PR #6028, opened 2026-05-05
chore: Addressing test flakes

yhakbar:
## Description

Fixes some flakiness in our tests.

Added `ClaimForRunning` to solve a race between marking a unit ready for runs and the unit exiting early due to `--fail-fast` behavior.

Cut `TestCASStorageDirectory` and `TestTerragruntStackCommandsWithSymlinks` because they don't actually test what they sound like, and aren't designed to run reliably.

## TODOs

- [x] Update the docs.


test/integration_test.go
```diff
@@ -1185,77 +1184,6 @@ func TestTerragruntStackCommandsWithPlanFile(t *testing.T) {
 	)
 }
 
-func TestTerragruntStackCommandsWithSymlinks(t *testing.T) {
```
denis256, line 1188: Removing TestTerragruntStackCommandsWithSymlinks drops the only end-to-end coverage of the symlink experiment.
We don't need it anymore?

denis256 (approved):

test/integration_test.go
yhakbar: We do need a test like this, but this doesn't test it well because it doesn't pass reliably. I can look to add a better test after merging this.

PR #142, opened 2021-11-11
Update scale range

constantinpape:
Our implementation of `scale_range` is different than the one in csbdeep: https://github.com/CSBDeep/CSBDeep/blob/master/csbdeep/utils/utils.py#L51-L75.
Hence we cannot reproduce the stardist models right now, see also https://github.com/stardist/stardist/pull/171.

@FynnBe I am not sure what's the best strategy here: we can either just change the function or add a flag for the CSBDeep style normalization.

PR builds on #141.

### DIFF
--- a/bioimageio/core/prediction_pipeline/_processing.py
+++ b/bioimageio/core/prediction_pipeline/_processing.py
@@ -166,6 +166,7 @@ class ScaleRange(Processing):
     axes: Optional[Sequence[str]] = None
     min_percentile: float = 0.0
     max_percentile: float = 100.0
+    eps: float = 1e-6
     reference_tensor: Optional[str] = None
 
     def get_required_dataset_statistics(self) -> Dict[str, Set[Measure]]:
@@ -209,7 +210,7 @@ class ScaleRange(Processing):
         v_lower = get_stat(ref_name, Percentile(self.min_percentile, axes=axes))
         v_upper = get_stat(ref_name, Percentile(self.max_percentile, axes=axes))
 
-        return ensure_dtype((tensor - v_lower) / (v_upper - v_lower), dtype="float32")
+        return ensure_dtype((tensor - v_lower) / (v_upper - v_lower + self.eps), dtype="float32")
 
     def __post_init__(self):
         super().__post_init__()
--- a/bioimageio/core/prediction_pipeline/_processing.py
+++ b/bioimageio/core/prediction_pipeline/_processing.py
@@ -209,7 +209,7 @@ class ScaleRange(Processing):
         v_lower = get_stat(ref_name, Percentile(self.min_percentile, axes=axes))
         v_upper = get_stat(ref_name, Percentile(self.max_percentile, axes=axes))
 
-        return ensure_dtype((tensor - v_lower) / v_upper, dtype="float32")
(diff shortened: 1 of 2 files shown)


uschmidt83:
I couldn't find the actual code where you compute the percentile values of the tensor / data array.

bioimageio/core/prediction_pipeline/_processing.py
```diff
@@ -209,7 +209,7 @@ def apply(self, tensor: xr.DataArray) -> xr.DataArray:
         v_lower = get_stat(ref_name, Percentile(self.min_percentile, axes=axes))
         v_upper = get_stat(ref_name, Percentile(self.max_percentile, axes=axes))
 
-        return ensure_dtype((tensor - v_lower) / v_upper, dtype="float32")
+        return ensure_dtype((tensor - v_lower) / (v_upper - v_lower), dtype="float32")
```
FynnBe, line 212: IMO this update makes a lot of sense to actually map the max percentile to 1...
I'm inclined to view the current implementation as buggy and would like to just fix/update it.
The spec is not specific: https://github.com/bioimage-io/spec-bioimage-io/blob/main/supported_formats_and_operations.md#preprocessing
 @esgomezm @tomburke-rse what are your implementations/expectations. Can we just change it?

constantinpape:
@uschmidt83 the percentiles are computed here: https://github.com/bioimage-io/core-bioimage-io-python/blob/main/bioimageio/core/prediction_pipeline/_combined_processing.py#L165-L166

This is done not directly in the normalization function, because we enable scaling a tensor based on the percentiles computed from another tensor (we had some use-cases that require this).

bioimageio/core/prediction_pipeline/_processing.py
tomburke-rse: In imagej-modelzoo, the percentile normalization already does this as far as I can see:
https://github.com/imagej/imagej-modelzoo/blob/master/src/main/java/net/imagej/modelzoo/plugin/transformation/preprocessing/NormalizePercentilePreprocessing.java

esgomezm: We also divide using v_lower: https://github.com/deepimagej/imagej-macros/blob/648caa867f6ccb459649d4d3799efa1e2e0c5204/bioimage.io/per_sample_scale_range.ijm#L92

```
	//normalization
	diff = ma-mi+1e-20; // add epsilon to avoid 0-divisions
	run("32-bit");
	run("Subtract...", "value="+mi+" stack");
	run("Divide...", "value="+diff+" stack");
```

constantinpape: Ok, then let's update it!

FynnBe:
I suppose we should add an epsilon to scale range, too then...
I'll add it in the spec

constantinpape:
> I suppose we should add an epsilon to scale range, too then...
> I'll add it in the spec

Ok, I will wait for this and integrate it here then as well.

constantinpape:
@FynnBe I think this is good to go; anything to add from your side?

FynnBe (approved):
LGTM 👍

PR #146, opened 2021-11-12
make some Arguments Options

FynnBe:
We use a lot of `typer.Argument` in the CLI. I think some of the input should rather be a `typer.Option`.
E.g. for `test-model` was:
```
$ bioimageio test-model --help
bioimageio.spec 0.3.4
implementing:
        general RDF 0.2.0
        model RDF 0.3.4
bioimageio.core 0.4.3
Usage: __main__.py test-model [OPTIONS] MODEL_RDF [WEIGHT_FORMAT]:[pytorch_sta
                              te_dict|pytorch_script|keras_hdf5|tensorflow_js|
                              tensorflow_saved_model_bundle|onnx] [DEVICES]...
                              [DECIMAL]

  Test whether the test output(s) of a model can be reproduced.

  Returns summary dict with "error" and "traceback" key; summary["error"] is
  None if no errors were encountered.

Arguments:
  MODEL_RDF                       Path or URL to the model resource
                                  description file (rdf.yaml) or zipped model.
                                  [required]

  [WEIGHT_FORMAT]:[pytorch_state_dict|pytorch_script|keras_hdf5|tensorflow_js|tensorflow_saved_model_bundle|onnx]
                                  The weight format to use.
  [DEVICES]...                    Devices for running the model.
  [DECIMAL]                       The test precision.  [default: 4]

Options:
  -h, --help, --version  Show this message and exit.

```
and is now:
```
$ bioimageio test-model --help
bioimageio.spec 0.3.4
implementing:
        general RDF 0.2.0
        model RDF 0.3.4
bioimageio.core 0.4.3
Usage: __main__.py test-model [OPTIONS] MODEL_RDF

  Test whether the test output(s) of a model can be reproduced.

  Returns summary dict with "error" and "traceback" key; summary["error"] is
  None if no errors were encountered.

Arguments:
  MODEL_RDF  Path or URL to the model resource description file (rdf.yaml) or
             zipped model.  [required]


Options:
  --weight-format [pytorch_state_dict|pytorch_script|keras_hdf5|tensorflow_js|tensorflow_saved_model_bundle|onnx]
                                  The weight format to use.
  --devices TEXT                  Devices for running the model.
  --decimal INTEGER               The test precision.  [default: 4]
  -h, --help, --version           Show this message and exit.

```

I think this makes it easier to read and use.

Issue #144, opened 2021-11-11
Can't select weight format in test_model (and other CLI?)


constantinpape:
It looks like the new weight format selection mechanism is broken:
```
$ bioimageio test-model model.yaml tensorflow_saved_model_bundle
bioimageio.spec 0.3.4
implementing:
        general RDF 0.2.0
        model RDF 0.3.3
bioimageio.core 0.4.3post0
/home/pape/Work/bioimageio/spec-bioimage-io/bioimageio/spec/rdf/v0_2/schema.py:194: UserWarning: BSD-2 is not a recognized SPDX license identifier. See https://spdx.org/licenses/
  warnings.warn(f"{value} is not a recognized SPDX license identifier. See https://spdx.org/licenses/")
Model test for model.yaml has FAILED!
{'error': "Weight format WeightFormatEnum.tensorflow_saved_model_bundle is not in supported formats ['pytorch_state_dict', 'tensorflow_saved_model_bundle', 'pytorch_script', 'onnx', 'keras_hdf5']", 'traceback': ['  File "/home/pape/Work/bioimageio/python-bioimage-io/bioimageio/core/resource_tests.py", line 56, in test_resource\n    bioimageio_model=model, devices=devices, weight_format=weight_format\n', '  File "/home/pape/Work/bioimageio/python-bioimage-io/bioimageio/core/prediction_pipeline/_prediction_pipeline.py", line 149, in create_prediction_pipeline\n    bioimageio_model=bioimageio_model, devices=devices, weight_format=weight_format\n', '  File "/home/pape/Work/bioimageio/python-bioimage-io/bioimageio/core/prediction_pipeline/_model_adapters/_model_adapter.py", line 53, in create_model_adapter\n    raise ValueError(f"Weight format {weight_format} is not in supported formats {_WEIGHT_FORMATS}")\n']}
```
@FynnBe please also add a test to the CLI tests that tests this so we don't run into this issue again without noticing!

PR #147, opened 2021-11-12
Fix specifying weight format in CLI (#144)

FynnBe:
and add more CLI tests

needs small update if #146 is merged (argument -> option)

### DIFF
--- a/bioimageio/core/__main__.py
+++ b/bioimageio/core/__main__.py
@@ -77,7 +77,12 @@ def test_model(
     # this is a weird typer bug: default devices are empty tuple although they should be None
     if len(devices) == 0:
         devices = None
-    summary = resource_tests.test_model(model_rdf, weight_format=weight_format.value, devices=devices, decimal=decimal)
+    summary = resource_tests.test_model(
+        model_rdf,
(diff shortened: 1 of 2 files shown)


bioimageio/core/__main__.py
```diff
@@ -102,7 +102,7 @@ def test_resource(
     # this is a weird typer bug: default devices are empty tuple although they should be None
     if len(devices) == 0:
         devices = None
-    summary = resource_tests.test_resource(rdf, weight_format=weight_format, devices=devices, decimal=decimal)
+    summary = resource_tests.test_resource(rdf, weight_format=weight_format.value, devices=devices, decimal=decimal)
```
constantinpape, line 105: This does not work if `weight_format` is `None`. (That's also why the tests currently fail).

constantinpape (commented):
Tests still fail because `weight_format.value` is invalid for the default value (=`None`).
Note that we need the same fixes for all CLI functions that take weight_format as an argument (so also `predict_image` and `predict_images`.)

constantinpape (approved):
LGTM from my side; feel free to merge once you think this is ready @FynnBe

--- Goal of the exercise ---
Where the string "identifier" turns up in a line of the data above, copy that whole line.

--- Result of the exercise ---
/home/pape/Work/bioimageio/spec-bioimage-io/bioimageio/spec/rdf/v0_2/schema.py:194: UserWarning: BSD-2 is not a recognized SPDX license identifier. See https://spdx.org/licenses/
  warnings.warn(f"{value} is not a recognized SPDX license identifier. See https://spdx.org/licenses/")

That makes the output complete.